*Work required*: Pull out every line below that contains the word "individual".

*Collected data entries*:
···
PR #44, opened 2021-08-04
[Feature] Build view individual permit holder page

j-bunk:
## Notion ticket link

[View individual Permit Holder page](https://www.notion.so/uwblueprintexecs/View-individual-Permit-Holder-page-396f2b4450ee4b30bab184678d5768da)

## Implementation description
Demo:
pr_demo

## Notes
* Making guardian information editable has been deprioritized for the MVP and will be addressed post-mvp so the edit guardian  modal was not built (clicking the edit button on the guardian information card does nothing)
* Alerts that pop up at the bottom after editing should be closable, I couldn't figure out how to make it closable and just removed the close button and added a ticket to the task board.
* The way data is handled in the components will likely change to match API response data

## Checklist

### DIFF
--- a/components/internal/PermitHolderInfoCard.tsx
+++ b/components/internal/PermitHolderInfoCard.tsx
···
*Reply to the exercise*:
[Feature] Build view individual permit holder page
[View individual Permit Holder page](https://www.notion.so/uwblueprintexecs/View-individual-Permit-Holder-page-396f2b4450ee4b30bab184678d5768da)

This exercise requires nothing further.